Segment Start: Exercise input
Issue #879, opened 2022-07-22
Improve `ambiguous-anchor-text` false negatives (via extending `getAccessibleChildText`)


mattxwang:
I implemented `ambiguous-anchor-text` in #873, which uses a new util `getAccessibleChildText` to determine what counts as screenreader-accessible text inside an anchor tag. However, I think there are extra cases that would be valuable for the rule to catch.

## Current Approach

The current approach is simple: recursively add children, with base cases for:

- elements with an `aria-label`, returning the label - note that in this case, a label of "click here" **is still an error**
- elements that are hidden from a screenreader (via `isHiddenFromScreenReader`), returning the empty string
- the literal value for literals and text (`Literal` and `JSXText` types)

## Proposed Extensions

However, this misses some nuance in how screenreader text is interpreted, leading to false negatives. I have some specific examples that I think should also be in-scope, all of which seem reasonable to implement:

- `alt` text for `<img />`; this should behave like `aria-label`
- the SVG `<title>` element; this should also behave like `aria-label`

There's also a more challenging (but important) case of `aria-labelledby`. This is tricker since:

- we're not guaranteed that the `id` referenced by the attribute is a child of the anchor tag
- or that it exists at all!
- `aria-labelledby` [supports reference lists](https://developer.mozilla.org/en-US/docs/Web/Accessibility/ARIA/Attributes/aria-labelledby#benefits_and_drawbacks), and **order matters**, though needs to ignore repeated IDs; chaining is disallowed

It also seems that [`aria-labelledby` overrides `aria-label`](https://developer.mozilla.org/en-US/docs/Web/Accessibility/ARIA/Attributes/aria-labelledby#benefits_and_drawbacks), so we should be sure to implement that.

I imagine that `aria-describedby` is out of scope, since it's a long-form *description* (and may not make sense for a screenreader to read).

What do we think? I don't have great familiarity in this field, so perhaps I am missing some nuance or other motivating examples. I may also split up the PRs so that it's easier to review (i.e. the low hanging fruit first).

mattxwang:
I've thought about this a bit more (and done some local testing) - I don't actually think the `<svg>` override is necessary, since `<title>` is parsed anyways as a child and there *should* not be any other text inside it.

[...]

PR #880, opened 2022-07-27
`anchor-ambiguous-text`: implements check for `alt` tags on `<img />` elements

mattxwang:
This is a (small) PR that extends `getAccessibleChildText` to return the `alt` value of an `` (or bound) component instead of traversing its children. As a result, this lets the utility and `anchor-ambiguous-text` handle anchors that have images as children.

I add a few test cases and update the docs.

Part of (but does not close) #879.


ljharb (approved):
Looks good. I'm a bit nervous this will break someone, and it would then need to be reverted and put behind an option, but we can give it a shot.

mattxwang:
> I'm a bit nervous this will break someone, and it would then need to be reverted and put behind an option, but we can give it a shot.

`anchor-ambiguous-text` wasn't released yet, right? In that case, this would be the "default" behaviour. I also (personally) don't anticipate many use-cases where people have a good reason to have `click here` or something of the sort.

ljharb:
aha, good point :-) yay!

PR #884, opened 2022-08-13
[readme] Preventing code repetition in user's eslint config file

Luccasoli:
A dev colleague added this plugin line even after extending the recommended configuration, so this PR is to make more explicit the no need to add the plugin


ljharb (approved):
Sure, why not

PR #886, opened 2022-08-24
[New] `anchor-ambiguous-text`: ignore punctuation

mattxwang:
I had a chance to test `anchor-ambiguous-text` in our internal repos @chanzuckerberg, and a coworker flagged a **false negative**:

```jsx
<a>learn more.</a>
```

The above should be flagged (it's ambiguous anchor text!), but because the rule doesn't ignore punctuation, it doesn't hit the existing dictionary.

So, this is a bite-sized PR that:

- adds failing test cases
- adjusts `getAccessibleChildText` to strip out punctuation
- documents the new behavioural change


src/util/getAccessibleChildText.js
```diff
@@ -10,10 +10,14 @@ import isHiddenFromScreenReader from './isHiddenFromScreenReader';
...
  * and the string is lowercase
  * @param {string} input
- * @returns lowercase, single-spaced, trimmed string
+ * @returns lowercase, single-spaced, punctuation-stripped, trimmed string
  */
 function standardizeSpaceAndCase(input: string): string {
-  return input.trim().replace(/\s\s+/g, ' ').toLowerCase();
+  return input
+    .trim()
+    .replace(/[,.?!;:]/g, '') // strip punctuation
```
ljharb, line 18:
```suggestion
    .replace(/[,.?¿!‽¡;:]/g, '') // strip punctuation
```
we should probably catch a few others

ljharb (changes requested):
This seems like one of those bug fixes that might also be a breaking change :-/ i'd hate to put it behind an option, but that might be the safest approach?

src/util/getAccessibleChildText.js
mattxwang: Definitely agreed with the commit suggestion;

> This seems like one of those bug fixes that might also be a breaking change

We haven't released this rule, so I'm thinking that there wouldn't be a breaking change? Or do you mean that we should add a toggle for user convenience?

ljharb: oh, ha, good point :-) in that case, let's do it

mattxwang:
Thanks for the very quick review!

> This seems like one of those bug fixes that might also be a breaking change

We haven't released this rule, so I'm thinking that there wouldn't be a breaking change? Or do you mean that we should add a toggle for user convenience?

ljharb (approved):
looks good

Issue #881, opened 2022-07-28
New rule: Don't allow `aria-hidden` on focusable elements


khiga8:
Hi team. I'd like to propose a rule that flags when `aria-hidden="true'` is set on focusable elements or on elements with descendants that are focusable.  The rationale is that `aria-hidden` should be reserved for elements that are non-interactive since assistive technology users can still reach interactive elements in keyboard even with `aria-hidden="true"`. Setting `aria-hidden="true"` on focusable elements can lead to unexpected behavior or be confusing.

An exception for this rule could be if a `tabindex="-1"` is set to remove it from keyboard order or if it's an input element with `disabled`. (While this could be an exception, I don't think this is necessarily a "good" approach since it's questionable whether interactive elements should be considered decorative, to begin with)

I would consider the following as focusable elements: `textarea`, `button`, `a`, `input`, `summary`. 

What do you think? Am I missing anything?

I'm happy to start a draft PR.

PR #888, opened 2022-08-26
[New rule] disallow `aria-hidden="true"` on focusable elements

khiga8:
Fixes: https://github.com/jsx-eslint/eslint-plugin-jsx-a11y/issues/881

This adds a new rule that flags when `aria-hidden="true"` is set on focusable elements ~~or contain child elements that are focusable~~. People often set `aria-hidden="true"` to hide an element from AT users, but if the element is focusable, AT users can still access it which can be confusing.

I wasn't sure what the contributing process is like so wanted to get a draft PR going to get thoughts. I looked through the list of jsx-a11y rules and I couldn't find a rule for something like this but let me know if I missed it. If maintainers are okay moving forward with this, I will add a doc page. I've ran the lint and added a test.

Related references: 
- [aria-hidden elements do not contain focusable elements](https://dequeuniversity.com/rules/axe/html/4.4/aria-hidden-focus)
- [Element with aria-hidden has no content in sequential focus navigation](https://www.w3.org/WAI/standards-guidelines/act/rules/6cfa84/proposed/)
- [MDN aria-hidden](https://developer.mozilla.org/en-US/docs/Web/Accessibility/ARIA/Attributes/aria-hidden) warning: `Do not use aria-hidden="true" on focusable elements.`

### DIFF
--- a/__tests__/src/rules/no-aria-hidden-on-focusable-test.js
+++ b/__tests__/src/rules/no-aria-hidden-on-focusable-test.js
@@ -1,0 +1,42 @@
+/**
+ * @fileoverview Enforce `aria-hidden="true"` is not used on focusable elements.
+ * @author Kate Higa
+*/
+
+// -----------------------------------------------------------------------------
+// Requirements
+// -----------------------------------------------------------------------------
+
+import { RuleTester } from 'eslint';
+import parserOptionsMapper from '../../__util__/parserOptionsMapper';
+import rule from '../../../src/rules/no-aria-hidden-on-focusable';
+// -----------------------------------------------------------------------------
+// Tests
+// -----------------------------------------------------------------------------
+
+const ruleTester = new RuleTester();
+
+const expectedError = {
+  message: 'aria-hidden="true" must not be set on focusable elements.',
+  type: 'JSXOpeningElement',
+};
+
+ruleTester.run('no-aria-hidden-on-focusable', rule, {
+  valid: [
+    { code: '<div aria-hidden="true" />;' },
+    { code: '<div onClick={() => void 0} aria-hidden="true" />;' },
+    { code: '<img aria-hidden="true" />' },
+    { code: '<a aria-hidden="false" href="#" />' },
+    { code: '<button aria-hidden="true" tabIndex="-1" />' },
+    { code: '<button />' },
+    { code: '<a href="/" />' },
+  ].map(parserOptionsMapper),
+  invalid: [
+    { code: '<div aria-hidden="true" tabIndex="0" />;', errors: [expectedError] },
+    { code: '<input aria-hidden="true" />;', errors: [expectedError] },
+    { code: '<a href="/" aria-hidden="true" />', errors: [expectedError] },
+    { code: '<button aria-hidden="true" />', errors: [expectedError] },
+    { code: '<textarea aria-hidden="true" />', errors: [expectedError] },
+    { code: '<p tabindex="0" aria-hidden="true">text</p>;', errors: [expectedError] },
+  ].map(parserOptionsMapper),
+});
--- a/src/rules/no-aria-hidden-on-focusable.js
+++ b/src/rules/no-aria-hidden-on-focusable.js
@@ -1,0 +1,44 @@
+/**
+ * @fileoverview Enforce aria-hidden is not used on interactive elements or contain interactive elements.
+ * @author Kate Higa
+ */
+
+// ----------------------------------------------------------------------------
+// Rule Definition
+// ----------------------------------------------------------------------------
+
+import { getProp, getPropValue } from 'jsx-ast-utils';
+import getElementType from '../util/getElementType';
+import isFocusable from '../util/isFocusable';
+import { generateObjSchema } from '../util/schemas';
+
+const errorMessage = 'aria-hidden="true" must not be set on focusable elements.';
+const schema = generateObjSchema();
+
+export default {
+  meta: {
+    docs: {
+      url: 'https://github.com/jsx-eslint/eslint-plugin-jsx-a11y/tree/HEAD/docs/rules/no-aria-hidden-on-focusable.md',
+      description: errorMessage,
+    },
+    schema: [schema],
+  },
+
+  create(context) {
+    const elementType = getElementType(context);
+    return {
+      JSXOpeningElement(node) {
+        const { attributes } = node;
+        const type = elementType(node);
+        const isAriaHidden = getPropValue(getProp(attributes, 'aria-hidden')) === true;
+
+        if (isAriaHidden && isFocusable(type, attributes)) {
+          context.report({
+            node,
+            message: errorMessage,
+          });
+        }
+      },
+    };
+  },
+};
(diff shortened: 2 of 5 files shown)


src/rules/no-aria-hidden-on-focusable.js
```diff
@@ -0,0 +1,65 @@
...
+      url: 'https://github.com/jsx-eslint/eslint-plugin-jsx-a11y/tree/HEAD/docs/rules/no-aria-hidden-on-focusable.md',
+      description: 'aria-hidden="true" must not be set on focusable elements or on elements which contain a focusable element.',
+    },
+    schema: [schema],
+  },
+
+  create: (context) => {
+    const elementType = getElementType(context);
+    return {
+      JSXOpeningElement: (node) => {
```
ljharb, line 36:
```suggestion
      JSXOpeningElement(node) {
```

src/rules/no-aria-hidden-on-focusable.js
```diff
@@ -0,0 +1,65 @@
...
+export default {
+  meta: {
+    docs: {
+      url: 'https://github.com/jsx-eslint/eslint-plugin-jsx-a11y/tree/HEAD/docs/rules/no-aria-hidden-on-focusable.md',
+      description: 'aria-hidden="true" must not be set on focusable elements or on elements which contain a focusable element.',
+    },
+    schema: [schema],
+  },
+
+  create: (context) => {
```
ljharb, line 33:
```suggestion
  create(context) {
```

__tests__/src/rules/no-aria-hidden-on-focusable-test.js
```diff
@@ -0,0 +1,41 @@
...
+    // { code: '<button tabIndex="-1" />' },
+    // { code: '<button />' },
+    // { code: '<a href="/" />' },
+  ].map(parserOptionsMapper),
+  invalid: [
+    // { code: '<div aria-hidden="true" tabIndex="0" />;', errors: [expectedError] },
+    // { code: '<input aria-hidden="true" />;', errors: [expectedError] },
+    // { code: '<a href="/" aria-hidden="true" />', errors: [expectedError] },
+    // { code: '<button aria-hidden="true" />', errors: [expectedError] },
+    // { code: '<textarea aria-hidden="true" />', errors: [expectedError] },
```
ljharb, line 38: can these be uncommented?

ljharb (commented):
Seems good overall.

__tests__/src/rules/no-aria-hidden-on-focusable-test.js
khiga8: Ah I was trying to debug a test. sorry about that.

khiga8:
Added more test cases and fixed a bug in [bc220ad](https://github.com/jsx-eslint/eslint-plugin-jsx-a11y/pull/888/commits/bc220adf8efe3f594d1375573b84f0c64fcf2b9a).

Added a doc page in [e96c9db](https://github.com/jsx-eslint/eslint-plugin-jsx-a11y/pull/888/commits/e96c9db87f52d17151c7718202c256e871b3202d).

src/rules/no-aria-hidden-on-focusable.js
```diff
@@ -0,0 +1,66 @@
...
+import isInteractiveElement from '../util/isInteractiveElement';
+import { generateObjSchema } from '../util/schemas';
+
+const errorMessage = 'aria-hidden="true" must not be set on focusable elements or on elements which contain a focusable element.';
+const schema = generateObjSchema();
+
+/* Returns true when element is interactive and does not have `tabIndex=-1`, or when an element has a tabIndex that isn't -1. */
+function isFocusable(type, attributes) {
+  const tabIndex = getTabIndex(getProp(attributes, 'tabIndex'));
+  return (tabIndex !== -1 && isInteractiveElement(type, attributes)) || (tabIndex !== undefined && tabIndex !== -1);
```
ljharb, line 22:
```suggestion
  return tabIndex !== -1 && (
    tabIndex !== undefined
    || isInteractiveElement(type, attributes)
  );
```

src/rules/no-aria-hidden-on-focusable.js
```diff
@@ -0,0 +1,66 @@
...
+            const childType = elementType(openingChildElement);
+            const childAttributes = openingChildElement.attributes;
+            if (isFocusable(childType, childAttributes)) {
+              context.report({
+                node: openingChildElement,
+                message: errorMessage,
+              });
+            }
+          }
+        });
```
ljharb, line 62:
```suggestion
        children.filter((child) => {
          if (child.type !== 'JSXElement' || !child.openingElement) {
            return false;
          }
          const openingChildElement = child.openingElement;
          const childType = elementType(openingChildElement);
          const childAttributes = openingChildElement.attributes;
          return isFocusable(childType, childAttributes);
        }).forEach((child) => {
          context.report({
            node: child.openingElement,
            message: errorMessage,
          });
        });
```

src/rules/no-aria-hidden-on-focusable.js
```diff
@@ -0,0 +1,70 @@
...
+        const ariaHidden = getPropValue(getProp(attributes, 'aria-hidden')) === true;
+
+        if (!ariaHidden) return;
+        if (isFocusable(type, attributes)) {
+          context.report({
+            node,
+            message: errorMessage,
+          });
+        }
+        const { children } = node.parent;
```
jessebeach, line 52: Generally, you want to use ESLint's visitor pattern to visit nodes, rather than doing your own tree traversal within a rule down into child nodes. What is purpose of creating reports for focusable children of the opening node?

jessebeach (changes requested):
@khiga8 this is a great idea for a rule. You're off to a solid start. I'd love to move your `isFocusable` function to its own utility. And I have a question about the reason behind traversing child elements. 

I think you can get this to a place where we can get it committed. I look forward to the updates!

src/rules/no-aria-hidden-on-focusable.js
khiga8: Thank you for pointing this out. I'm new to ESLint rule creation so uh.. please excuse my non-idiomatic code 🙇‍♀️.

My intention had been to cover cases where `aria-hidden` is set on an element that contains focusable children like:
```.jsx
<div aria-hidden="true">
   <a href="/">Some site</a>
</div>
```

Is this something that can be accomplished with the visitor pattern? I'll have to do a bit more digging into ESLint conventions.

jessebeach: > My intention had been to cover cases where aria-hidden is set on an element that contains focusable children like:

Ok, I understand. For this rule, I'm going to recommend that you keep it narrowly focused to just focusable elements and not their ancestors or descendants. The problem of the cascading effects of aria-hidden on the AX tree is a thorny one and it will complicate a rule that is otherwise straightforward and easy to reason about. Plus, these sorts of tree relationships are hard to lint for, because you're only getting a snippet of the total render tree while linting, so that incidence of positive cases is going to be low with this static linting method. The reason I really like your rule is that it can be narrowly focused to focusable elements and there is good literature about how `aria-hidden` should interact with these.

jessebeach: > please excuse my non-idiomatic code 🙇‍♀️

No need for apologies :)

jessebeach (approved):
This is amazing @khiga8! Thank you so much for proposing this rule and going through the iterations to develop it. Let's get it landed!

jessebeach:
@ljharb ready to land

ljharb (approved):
Segment End: Exercise input
Action item: Every line from the first entry to the line containing "There's also a" should be transcribed exactly, and nothing beyond it.

Solution below:
Issue #879, opened 2022-07-22
Improve `ambiguous-anchor-text` false negatives (via extending `getAccessibleChildText`)


mattxwang:
I implemented `ambiguous-anchor-text` in #873, which uses a new util `getAccessibleChildText` to determine what counts as screenreader-accessible text inside an anchor tag. However, I think there are extra cases that would be valuable for the rule to catch.

## Current Approach

The current approach is simple: recursively add children, with base cases for:

- elements with an `aria-label`, returning the label - note that in this case, a label of "click here" **is still an error**
- elements that are hidden from a screenreader (via `isHiddenFromScreenReader`), returning the empty string
- the literal value for literals and text (`Literal` and `JSXText` types)

## Proposed Extensions

However, this misses some nuance in how screenreader text is interpreted, leading to false negatives. I have some specific examples that I think should also be in-scope, all of which seem reasonable to implement:

- `alt` text for `<img />`; this should behave like `aria-label`
- the SVG `<title>` element; this should also behave like `aria-label`

There's also a more challenging (but important) case of `aria-labelledby`. This is tricker since:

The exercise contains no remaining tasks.